RHETORIC & WRITING

Writing about Literature

The Research Essay

Types and Functions of Secondary Sources

Source-Related Motives

Not all research essays use sources to establish motive. However, this is one technique you can use to ensure that your own ideas are the focus of your essay and to demonstrate that (and how) your essay contributes to a literary critical conversation rather than just reporting on it or repeating what others have already said.

In addition to the general motives described above (Beginning: The Introduction), writing expert Gordon Harvey has identified three common source-related motives:

  1. Sources offer different opinions about a particular issue, thus suggesting that there is still a problem or a puzzle worth investigating.

[A]lmost all interpreters of [Antigone] have agreed that the play shows Creon to be morally defective, though they might not agree about the particular nature of his defect. [examples]...I want to suggest [instead] that....
—Martha Nussbaum, "The Fragility of Goodness . . . " (ch. 31)

  1. A source (or sources) makes a faulty claim that needs to be challenged or clarified.

Modern critics who do not share Sophocles’ conviction about the paramount duty of burying the dead and who attach more importance than he did to the claims of political authority have tended to underestimate the way in which he justifies Antigone against Creon. [examples]
—Maurice Bowra, "Sophoclean Tragedy" (ch. 31)
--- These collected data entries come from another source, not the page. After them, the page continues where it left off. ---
Issue #76, opened 2020-08-06
Consider compressing hashed atomic classnames


peduarte:
Currently they are: `brw_3001088182 bbw_115517177 blw_1917871437 bts_1515315272`, wonder if we can keep them shorter in production?

christianalfoni:
@hadihallak asked about the hashing algorithm, if there was any special reason for using the one we use. Nopes, we can use something else which produces shorter names 😄 

I believe styled-components has a pretty nice one, we could just use that. 

https://github.com/styled-components/styled-components/blob/master/packages/styled-components/src/utils/hash.js

Issue #75, opened 2020-08-06
Improve testing


peduarte:
We need to put in place a better release flow to avoid regressions.

Im not quite sure whats the best way to do this, but open to suggestions @christianalfoni and @hadihallak 

Ideally, Id like to have a test suite of all the things we know we need to support. Im happy to add the tests once the structure is in place

christianalfoni:
What is missing is running React tests with JSDOM ideally, so that we can actually test the injection. So Jest is already set up, but need to add something like Enzyme I believe. Here is a tutorial: https://medium.com/@salihunuruddeen/how-to-configure-jestjs-unit-test-environment-for-test-in-react-js-7b8b6b9a2a0b

For the typing it is required to set up a different kind of test suite: https://www.simonholywell.com/post/testing-typescript-types.html. Never set up that before, but yeah, here is an example 😄

PR #88, opened 2020-08-12
Feature/css keyframe animations

### LINKED ISSUE #60: Add ampersand support for selectors

### LINKED ISSUE #68: Add keyframe animation
We need to support keyframe animation 🙌

hadihallak:
**Main key points:**
- Keyframes support resolves #68  :
Abstracted the utils/specificity props/screens/ selectors resolving mechanism into functions so that the internal implementation could be shared with `keyframes` and soon in `createGlobalStyles`.
`createCssAtoms` & `createUtilsAtoms` got replaced with the above implementation the same as `keyframes`
- Altered hashing function to produce smaller size classes (needed to hash animations into an animation-name) (fixes: #76) 
- Adds simple ampersand support (Fixes #60)
- Updated tests to work with the new ampersand syntax. @peduarte turns out that christianalfoni already had some tests in place for the CSS package which helped me a lot with discovering bugs I introduced with the abstraction above so might be a good place to start if you want to add to the existing tests in there until we setup testing properly in #75. see `css/tests`
- Longhand parsing will be added in a separate PR after I do a separate package for the whole parsing shenanigans sometime next week

### DIFF
--- a/packages/css/src/index.ts
+++ b/packages/css/src/index.ts
@@ -8,6 +8,7 @@ import {
   ISheet,
   IThemeAtom,
   ITokensDefinition,
+  IKeyframesAtom,
   TCss,
 } from "./types";
 import {
@@ -22,6 +23,11 @@ export * from "./types";
 export * from "./css-types";
 
 export const hotReloadingCache = new Map<string, any>();
+const hyphenCssProp = (cssProp: string) =>
+  cssProp
+    .split(/(?=[A-Z])/)
+    .map((g) => g.toLowerCase())
+    .join("-");
 
 const toStringCachedAtom = function (this: IAtom) {
   return this._className!;
@@ -144,6 +150,17 @@ const createThemeToString = (classPrefix: string, variablesSheet: ISheet) =>
     return themeClassName;
   };
 
+const createKeyframesToString = (variablesSheet: ISheet) =>
+  function toString(this: IKeyframesAtom) {
+    if (this._cssRuleString) {
+      variablesSheet.insertRule(this._cssRuleString);
+    }
+
+    this.toString = () => this.id;
+
+    return this.id;
+  };
+
 const composeIntoMap = (
   map: Map<string, IAtom>,
   atoms: (IAtom | IComposedAtom)[]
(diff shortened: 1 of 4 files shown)


peduarte:
Did some quick tests:

- `css.keyframes()` seems to be working well ✅ 
- `&:hover` is working well too
- `:hover` (without `&`) has stopped working, this should still work. Here's an [example in SC](https://codesandbox.io/s/stoic-sun-n2ykf?file=/src/App.js)

@hadihallak on a separate note, I realised the `animation` shorthand property doesn't get compiled to its longhand counterparts. Thought id just let you know. Once the parser work is done, would that happen?

CleanShot 2020-08-12 at 11 49 48@2x

hadihallak:
> :hover (without &) has stopped working, this should still work.

should be fixed now

-------

> @hadihallak on a separate note, I realised the animation shorthand property doesn't get compiled to its longhand counterparts. Thought id just let you know. Once the parser work is done, would that happen?

once we implement the parser this will work as expected:
**here is a sandbox with the custom parser for the animation prop if you want to take a peek:**
https://codesandbox.io/s/parse-values-xq61v?file=/src/App.tsx
currently, it matches most (if not all) valid animation shorthand syntax
the internal tokenizer also needs some work to handle quoted values and slashes but it's already good enough for animation

-------

I've also added tests for the keyframes method and commented the code a bit more.

peduarte:
@hadihallak nice one. I did some tests and everything seems fine.
@christianalfoni would appreciate if you could take a look over, since this is Abduls first PR. Cheers

PR #91, opened 2020-08-13
Fix borderL pointing to borderB in Tailwind

geirsagberg:


peduarte:
Hi, the tailwind package is now deprecated. @christianalfoni might continue this in his own repo thought 👍

Issue #103, opened 2020-08-18
Extra Shorthands


colmtuite:
I think we forgot to mention shorthands for `flex` and `flex-flow`.

peduarte:
Also:
- `grid`
- `overflow`
- `outline`
- `list-style`

richardbruskowski:
Not really sure if I simply did something wrong on my side, but couldn't get these to work, while `border-top` etc. worked fine, maybe they are missing as well:
- `border-block-start`
- `border-block-end`
- ...

rafgraph:
Tokens in outline shorthand are not working for me, e.g. `outline: '2px solid $green600'`

peduarte:
We've published a pre-release of Stitches beta 🚀

**Core**:
```bash
npm install @stitches/core@0.1.0-canary.0
```

**React**:
```bash
npm install @stitches/react@0.1.0-canary.0
```

This issue should have been resolved in the beta version. We'd appreciate it if you could verify it. 

⚠️ Please refer to this [migration guide](https://stitches-site-git-beta.modulz-deploys.com/blog/migrating-from-alpha-to-beta) as there are some breaking changes.

PR #105, opened 2020-08-18
Feature/initial shorthand parsers

### LINKED ISSUE #58: `border: none` 💥
I've noticed that the following declaration:
```
border: 0
```

yield some unexpected results. (@christianalfoni  I think you came across that in yesterday's stream too)

I kinda understand _why_ this may happen, but think it's an unintuitive DX. 

Changing from `0` to `'0'` (String) partially solves the issue, but some of the border long-hands property are still being generated as `undefined`:

CleanShot 2020-07-29 at 10 58 52@2x

hadihallak:
**What's inside:**
- Migrate the initial parsers to the main repo
- added the string-based parser and striped it from some functionality to make it faster
- Fixed a couple of bugs in there
- Wrote unit tests for the parsers and some integration tests to make sure that they're wired correctly to the css package
- Updated the current tests for the changes

Note: the parsing was actually very good but I found a few bugs which I left as commented tests to get to in the next iteration for #103 
Also, we seem to not be handling default values which is something that I noticed that the browser prefills longhand versions with when shorthand was supplied without enough properties

Fixes #58


packages/css/tests/value-tokenizer.test.ts
```diff
@@ -0,0 +1,55 @@
...
+    ]);
+  });
+
+  test("Handles nested css functions in multiple groups", () => {
+    expect(
+      tokenizeValue("linear-gradient(red, hsla(120,100%,50%,0.3)), red")
+    ).toEqual([["linear-gradient(red, hsla(120,100%,50%,0.3))"], ["red"]]);
+  });
+
+});
```
peduarte, line 55: Is it worth adding some tests to check that `/` work? like for `font` or `borderRadius`?

peduarte (approved):

packages/css/tests/value-tokenizer.test.ts
hadihallak: I believe it works and there are tests for it at the upper level in the shorthand parsers tests. 
but yea I agree, if we break the parsing functionality in the future, catching the error here would be preferable 👍 

will add a case for this.

peduarte (approved):

PR #108, opened 2020-08-19
require tokens to be used when defined

fgnass:
With this change the compiler will yield an error when tokens are defined but raw values are used instead.

carbon

In order to use non-token values developers must add `as any` or `@ts-ignore`.
 
See https://twitter.com/fgnass/status/1296034855562743808 for the discussion with @christianalfoni

### DIFF
--- a/packages/css/src/types.ts
+++ b/packages/css/src/types.ts
@@ -49,7 +49,7 @@ export type TRecursiveCss<
   T extends TConfig,
   D = {
     [K in keyof Properties]?: K extends keyof ICssPropToToken<T>
-      ? ICssPropToToken<T>[K] | Properties[K]
+      ? ICssPropToToken<T>[K]
       : Properties[K];
   }
 > = (
@@ -68,7 +68,7 @@ export type TFlatCSS<
   T extends TConfig,
   D = {
     [K in keyof Properties]?: K extends keyof ICssPropToToken<T>
-      ? ICssPropToToken<T>[K] | Properties[K]
+      ? ICssPropToToken<T>[K]
       : Properties[K];
   }
 > = D;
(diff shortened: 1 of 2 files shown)


peduarte:
Hey @fgnass, thanks for the PR ✌️ 

I think enforcing the usage of tokens is a great idea to push towards a more consistent and systematic product. 

Our goal with Stitches is to provide the best developer experience. As part of that, we'd like the library to be as least intrusive as possible. 

I think at this early stage, I'd prefer to keep it as open as possible. But let's hear from @colmtuite @christianalfoni @hadihallak 

I'd be fine if this was an opt-in type of thing. Something like `strict: true` in the config.

colmtuite:
Thanks for the suggestion @fgnass.

Past a certain team or project size, I'm on board with enforcing tokens. But I don't think it should be the responsibility of this library. It should be a manual extra step, or handled at code review.

The reason is that I don't think tokens are the only viable approach to styling. There are plenty of very small teams/projects who don't necessarily benefit much from tokens at all, and it's perfectly fine.

So even though it would be optional and there would also be an escape hatch, I don't think it belongs as a feature of this lib.

fgnass:
My reasoning was that teams who don't want or need tokens probably also wouldn't define them in the first place. If no tokens are defined the compiler will happily accept any value without complaining. Once you define tokens you opt in to using them and you are rewarded with an unmatched DX as your IDE now auto-suggests the list of valid values.

Alternatively it would be pretty easy to add a `strict: true` setting like @peduarte suggested it. Maybe that could be the way to get best of both worlds?

peduarte:
@fgnass there's an ongoing discussion related to this here https://github.com/modulz/stitches/issues/114#issuecomment-677682663

I've heard from a lot of people today that want to be shouted that when they're using an invalid token, so clearly this is a requested feature. But yeah, we need to make sure that by default its a bit looser. 

Would you like to give it a go at implementing the `strict` functionality?

peduarte:
Can you please bring these changes into https://github.com/modulz/stitches/pull/116

Thanks!

PR #109, opened 2020-08-19
Allow incomplete tokensets

fgnass:
This is a followup to #108 that allows the use of _non-token_ values if no tokens are defined for the corresponding token-category. See the included unit test for details.


peduarte:
I left a comment in #108 

Let's see what happens there first 👍

peduarte:
Is this PR still needed, or does #116 cover this too?

fgnass:
Closing this in favor of #116 which also includes this fix.

Issue #86, opened 2020-08-11
Media queries inside variants


colmtuite:
We need to be able to place media queries inside a variant block.

```
.Button.blue {
  @media (hover: hover) {
    // cool hover effect for the blue variant
  }
}
```

This is possible in all popular css-in-js libs and preprocessors.

Without it, styling components becomes unmaintainable.

This may be related to #79.

peduarte:
Yep, definitely 💯 

Here's a Codesandbox with a repro: https://codesandbox.io/s/stitches-media-query-in-variant-sd93t?file=/src/App.tsx

As a rule of thumb: anything that can be done in the base styles, should be supported in variants

/cc @christianalfoni just wondering if you had ever come across this and if it was intentional? (the error message is funny!)

hadihallak:
@peduarte been looking into supporting inline media queries today and @christianalfoni keep me honest but I think this might be intentional because currently, we don't support nesting screens and because variants get converted to responsive ones that map to your screens when you do a screen inside a variant you're practically nesting the screen in all other defined screens which is disallowed intentionally for reasons @christianalfoni  mentioned here https://github.com/modulz/stitches/issues/67#issuecomment-671025206

Still looking into this but overall, I'm in agreeance with @christianalfoni on the whole nesting media queries thing, as it's not only very tricky but, might be near-impossible to solve gracefully.

hadihallak:
so looks like Otion did the sorting thing to get around the specificity issues which appear to be working well from my initial testing so will give this another spin tomorrow and see how it goes

peduarte:
@hadihallak yeah I fully understand the complexity here 😕 

Personally, I'd be totally fine with not supporting media queries within the Variant Style object, and instead, force people to change their variants responsively at the consumption layer. But Im not sure everyone is ready to think this way yet...

Hmm, is there a way to know that, if a variant contains responsive styles, and the user users the responsive syntax to apply that variant, we throw a warning? (or ignore one of the media queries)? Just throwing an idea out there :D

colmtuite:
The issue with this one is not about breakpoints. With breakpoints, it's fine to just define your variants and then apply them at consumption.

This issue is about all of the other media queries which are not breakpoints. Like `@hover: hover`, for example, which should be applied every single time you define a hover pseudo class. Or `(prefers-reduced-motion)`, or any of the others.

[...]

Issue #83, opened 2020-08-10
:hover and :active specificity issue


peduarte:
When trying to add `:hover` and `:active` pseudo states in CSS, we'd usually do:
```css
button:hover {}
button:active {}
```

This is so when you mousedown while hovered, the `:active` style takes precedence. 

Adding the same rules, in the same order, in Stitches (running in CRA), yields unexpected result.

Repro: https://codesandbox.io/s/stitches-hoveractive-states-sezl2?file=/src/App.tsx:177-259

In the Codesandbox above, notice how when you mousedown the background color remains red. It should change to blue. 

Out of curiosity, I tried to do the same with SSR (Next.js), and the SSR generated styles works as expected 😄 

SSR Demo: https://codesandbox.io/s/stitches-hoveractive-states-with-ssr-lyc6f?file=/pages/index.js

hadihallak:
This is related to the insertion order of the css rules and I was able to re-produce in a nextjs app here: https://codesandbox.io/s/stitches-hoveractive-states-with-ssr-forked-4iq12?file=/pages/index.js

I think the inconsistency between the result of CRA and Next is unrelated but is worth digging into too so will open another issue for it once i know for sure what's going on

but back to this specificity issue. not sure how we would solve this but my initial thinking is that if it's ok then we hardcode some logic in to make it so that :active rules are always injected after :hover rules.

if the above is very limiting and we need the user to be completely in control of the precedence then the only thing i could think of is to create compound rules so if a user has 
```js
:hover {background: red},
:active {background: black} 
```

we then would resolve this into 3 rules
```js
:hover { background: red}
:active { background: black}
// active comes after hover so we create a compound atom with the background black
:hover:active { background: black}
```

however if the rules were in **reverse** then we'd do this:
```js
// we swapped the order of active and hover
:active {background: black} 
:hover {background: red},
```

we then would resolve this into 3 rules
```js
:active { background: black}
:hover { background: red}
// hover comes after hover so we create a compound atom with the background red
:hover:active { background: red}
```

I think this might work but things could get very hairy with many pseudo-classes

jjenzz:
We wouldn't be able to compound them because that would prevent active styles for keyboard users. I'm curious how other atomic libraries handle this. Have we taken a look at Fela's or Styletron's implementation here?

peduarte:
> my initial thinking is that if it's ok then we hardcode some logic in to make it so that :active rules are always injected after :hover rules

[...]

PR #112, opened 2020-08-19
Breakpoints, inline media queries, ampersand and pseudo presedence

christianalfoni:
Okay,

So this PR should contain:

1. Breakpoints as discussed here: https://github.com/modulz/stitches/issues/86#issuecomment-675590197
2. Ampersand support: https://github.com/modulz/stitches/issues/60
3. Pseudo presedence as mentioned here: https://github.com/modulz/stitches/issues/83#issuecomment-673942355

I wrote simple tests for these, but looks good so far 😄

### DIFF
--- a/packages/css/src/index.ts
+++ b/packages/css/src/index.ts
@@ -484,7 +484,7 @@ export const createCss = <T extends TConfig>(
     const inlineMediaQueries = selectors?.filter((part) =>
       part.startsWith("@")
     );
-    const selectorString = selectors
+    let selectorString = selectors
       ?.filter((part) => !part.startsWith("@"))
       .join("");
 
@@ -510,6 +510,16 @@ export const createCss = <T extends TConfig>(
       vendorProps,
       vendorPrefix
     );
+
+    // We want certain pseudo selectors to take presedence over other pseudo
+    // selectors, so we increase specificity
+    if (!selectorString?.match("&")) {
+      if (selectorString?.match(/\:focus|\:focus-within|\:hover/)) {
+        selectorString = `&&${selectorString}`;
+      } else if (selectorString?.match(/\:active/)) {
+        selectorString = `&&&${selectorString}`;
+      }
+    }
 
     // Create a new atom
     const atom: IAtom = {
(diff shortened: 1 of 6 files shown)


peduarte (approved):
LGTM, but I'd like to run proper tests when its in master. 

@hadihallak can you review?

hadihallak (commented):
Looks great 💯 
Thanks for implementing all of that against the updated master. very helpful.

This doesn’t implement the responsive atom warning logic we talked about in #86 right?

I think there might’ve been some confusion regarding breakpoints and media queries so apologies about that but the team agreed that mediaQueries is better suited than breakpoints even if we're gonna need to do some work internally separating breakpoints from nestable media queries.

@jjenzz also suggested a mixins idea which was very interesting and would solve the confusion we would have between breakpoints and media queries that we're likely to explore with later but until then the team agreed that mediaQueries provide a better experience so we're sticking with this.

In both cases, I think I could take it from here and implement this on top of this branch or if you’re still working here, I could do this in a separate branch as well.

Thanks again for putting this together 🙏

jjenzz:
In the currently released version of stitches the following was possible but breaks with this PR https://codesandbox.io/s/kind-kalam-1itou

hadihallak:
LIkely the product of #88 as it altered recession. will fix this and add a test for this use-case for the future

packages/css/src/index.ts
```diff
@@ -125,14 +125,17 @@ const processStyleObject = (
     // shorthand css props or css props that has baked in handling:
     // see specificityProps in ./utils
     if (isSpecificityProp) {
-      const resolvedSpecificityProps = specificityProps[key](config.tokens, val);
+      const resolvedSpecificityProps = specificityProps[key](
+        config.tokens,
+        val
+      );
```
peduarte, line 131: prettier

packages/css/src/index.ts
```diff
@@ -125,14 +125,17 @@ const processStyleObject = (
...
       processStyleObject(
         resolvedSpecificityProps,
         config,
         valueMiddleware,
         [...currentNestingPath],
         false,
-        false,
+        false
```
peduarte, line 138: prettier

hadihallak (approved):

christianalfoni:
Hi there!

Sorry for late reply, a bit busy today 😄 

But this looks great! Happy it is in!!

PR #116, opened 2020-08-20
Strict mode

fgnass:
As discussed in #108 this PR adds a strict flag to the config.

### DIFF
--- a/packages/css/tests/index.test.ts
+++ b/packages/css/tests/index.test.ts
@@ -608,7 +608,7 @@ describe("createCss", () => {
     );
   });
 
-    test("should inject styles for animations into sheet", () => {
+  test("should inject styles for animations into sheet", () => {
     const css = createCss({}, null);
     const keyFrame = css.keyframes({
       "0%": { background: "red" },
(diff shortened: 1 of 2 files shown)


packages/css/tests/index.test.ts
```diff
@@ -995,4 +995,48 @@ describe("createCss", () => {
...
+      strict: true,
+      tokens: {
+        colors: {
+          primary: "red",
+        },
+      },
+    });
+    css({
+      color: "primary",
+      // @ts-ignore
```
peduarte, line 1023: I saw in a diff PR you used `@ts-expect-error`. just wondering if its also worth using it here instead of a `@ts-ignore`?

peduarte:
@fgnass hey. sorry for the delay on this. we had to put it on hold, as we were getting ready to officially launch stitches.

I'm keen on getting this in for the next release. we need to:
- resolve conflicts
- bring the changes from https://github.com/modulz/stitches/pull/108 into this
- make sure there are tests
- set this PR against the `canary` branch, instead of `master`

Thanks!

PR #3, opened 2018-01-23
define action protocol

### LINKED ISSUE #2: Create proto file for action plugin
Right now, we only have a few examples for a subset of our plugins.

We need to write the full proto files and review them before we can start implementing the frontends (e.g. DroneCore-Python and DroneCore-Java).

JonasVautherin:
Fixes #2.

### DIFF
--- a/action/action.proto
+++ b/action/action.proto
@@ -7,24 +7,37 @@ option java_outer_classname = "ActionProto";
 
 service ActionService {
     rpc Arm(ArmRequest) returns(ActionResult) {}
-    rpc TakeOff(TakeOffRequest) returns(ActionResult) {}
+    rpc Disarm(DisarmRequest) returns(ActionResult) {}
+    rpc Takeoff(TakeoffRequest) returns(ActionResult) {}
     rpc Land(LandRequest) returns(ActionResult) {}
+    rpc Kill(KillRequest) returns(ActionResult) {}
+    rpc ReturnToLaunch(ReturnToLaunchRequest) returns(ActionResult) {}
+    rpc TransitionToFixedWings(TransitionToFixedWingsRequest) returns(ActionResult) {}
+    rpc TransitionToMulticopter(TransitionToMulticopterRequest) returns(ActionResult) {}
+    rpc GetTakeoffAltitude(GetTakeoffAltitudeRequest) returns(TakeoffAltitudeResult) {}
+    rpc SetTakeoffAltitude(SetTakeoffAltitudeRequest) returns(ActionResult) {}
+    rpc GetMaximumSpeed(GetMaximumSpeedRequest) returns(MaximumSpeedResult) {}
+    rpc SetMaximumSpeed(SetMaximumSpeedRequest) returns(ActionResult) {}
 }
 
-message UUID {
-    uint64 value = 1;
+message ArmRequest {}
+message DisarmRequest {}
+message TakeoffRequest {}
+message LandRequest {}
+message KillRequest {}
+message ReturnToLaunchRequest {}
+message TransitionToFixedWingsRequest {}
+message TransitionToMulticopterRequest {}
+message GetTakeoffAltitudeRequest {}
+
+message SetTakeoffAltitudeRequest {
+    float altitude_m = 1;
 }
 
-message ArmRequest {
-    UUID uuid = 1;
-}
+message GetMaximumSpeedRequest {}
 
-message TakeOffRequest {
-    UUID uuid = 1;
-}
-
-message LandRequest {
-    UUID uuid = 1;
+message SetMaximumSpeedRequest {
+    float speed_m_s = 1;
 }
 
 message ActionResult {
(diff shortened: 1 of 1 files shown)


action/action.proto
```diff
@@ -7,24 +7,37 @@ option java_outer_classname = "ActionProto";
...
 
-message TakeOffRequest {
-    UUID uuid = 1;
-}
+message GetMaximumSpeedRequest {}
 
-message LandRequest {
-    UUID uuid = 1;
+message SetMaximumSpeedRequest {
+    float speed = 1;
```
julianoes: Can we add units? I suggest `speed_m_s` or `speed_mps`.

action/action.proto
```diff
@@ -7,24 +7,37 @@ option java_outer_classname = "ActionProto";
...
+message KillRequest {}
+message ReturnToLaunchRequest {}
+message TransitionToFixedWingsRequest {}
+message TransitionToMulticopterRequest {}
+message GetTakeoffAltitudeRequest {}
 
-message ArmRequest {
-    UUID uuid = 1;
+message SetTakeoffAltitudeRequest {
+    float altitude = 1;
```
julianoes: Units please: `altitude_m`, or `altitudeM`?

JonasVautherin: > "Use CamelCase (with an initial capital) for message names – for example, SongServerRequest. Use underscore_separated_names for field names – for example, song_name. "

From the [guidelines](https://developers.google.com/protocol-buffers/docs/style).

`altitude_m` it is!

action/action.proto
```diff
@@ -37,9 +50,19 @@ message ActionResult {
...
     Result result = 1;
     string result_str = 2;
 }
+
+message TakeoffAltitudeResult {
+    float altitude_m = 1;
+}
+
+message MaximumSpeedResult {
+    float speed_mps = 1;
```
shakthi-prashanth-m: Its should be `speed_m_s` for [consistency ](https://github.com/dronecore/DroneCore/blob/38e89fc6f5f2038b40a7ae4c8414b48914ad1aca/plugins/action/action.h#L255).

JonasVautherin: Fair point. I'll change it tonight!

action/action.proto
julianoes: Ok

action/action.proto
```diff
@@ -7,24 +7,37 @@ option java_outer_classname = "ActionProto";
...
-}
+message ArmRequest {}
+message DisarmRequest {}
+message TakeoffRequest {}
+message LandRequest {}
+message KillRequest {}
+message ReturnToLaunchRequest {}
+message TransitionToFixedWingsRequest {}
+message TransitionToMulticopterRequest {}
+message GetTakeoffAltitudeRequest {}
```
shakthi-prashanth-m: Just For Me, is it necessary to have individual message for each Action request though they're empty ? I mean can't we have [Empty message](https://github.com/google/protobuf/blob/master/src/google/protobuf/empty.proto) ?

JonasVautherin: I am new to protobuf, but I saw this somewhere as a "good practice". The idea is that if you define your protocol saying that it takes an empty message, you will **never** be able to add anything to the request.

If you define a specific message for the request, you could later add parameters to it without breaking the API. And I don't think it hurts performances, as it just generates a few more "empty" messages.

One quick example would be, say, if we wanted to add the "UUID" in all the messages, later. Or something specific to "TransitionToFixedWings".

julianoes: Ok, seems good to me.

JonasVautherin: Actually, this advice came from Kenton Varda, [here on StackOverflow](https://stackoverflow.com/questions/31768665/can-i-define-a-grpc-call-with-a-null-request-or-response):

> ... we as developers are really bad at guessing what we might want in the future. So I recommend being safe by always defining custom params and results types for every method, even if they are empty.

I think I will also add custom responses...

julianoes:
@JonasVautherin is a custom error per command really practical? I would keep it simple stupid.

JonasVautherin:
@julianoes: It is a custom Response, not a custom error. Still following Kenton's advice to allow for evolving the protocol.

I also asked Thomas Vosst, and he agrees on the *Request and *Response pattern. Moreover, if you look at Google examples (for instance, check [in the styleguide](https://developers.google.com/protocol-buffers/docs/style)), they seem to use this pattern everywhere (at least on the examples I've read).

I agree that it makes the protocol definition a bit more verbose, but it doesn't add complexity as most messages are trivial. And I don't think this can hurt performances.

What do you guys think?

JonasVautherin:
Quick examples:

* Say we decide to add an `ActionResult` to `GetMaximumSpeedResult` at some point
* For the telemetry, right now we send `Position`s in the `Home` stream. What if at some point we decided that we actually want something different for `Home`, or to add a sanity field saying "valid" or "too far"?

action/action.proto
shakthi-prashanth-m: OK.

julianoes:
@JonasVautherin right, ok, agreed.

  1. Sources neglect a significant aspect or element of the text, or they make a claim that needs to be further developed or applied in a new way.

At first sight, there appears little need for further study of the lovers in Far from the Madding Crowd, and even less of their environment. To cite but a few critics, David Cecil has considered the courtship of Bathsheba, Virginia Hyman her moral development through her varied experience in love, George Wing her suitors, Douglas Brown her relation to the natural environment, Merryn Williams that of Gabriel Oak in contrast to Sergeant Troy’s alienation from nature, and, most recently, Peter Casagrande Bathsheba’s reformation through her communion with both Gabriel and the environment. To my knowledge, none has considered the modes or styles in which those and other characters express love and how far these may result from or determine their attitude to the land and its dependents, nor the tragic import in the Wessex novels of incompatibility in this sense between human beings, as distinct from that between the human psyche and the cosmos.
—Lionel Adey, “Styles of Love in Far from the Madding Crowd.”
                              Thomas Hardy Annual 5 (1987): 47–62. Print.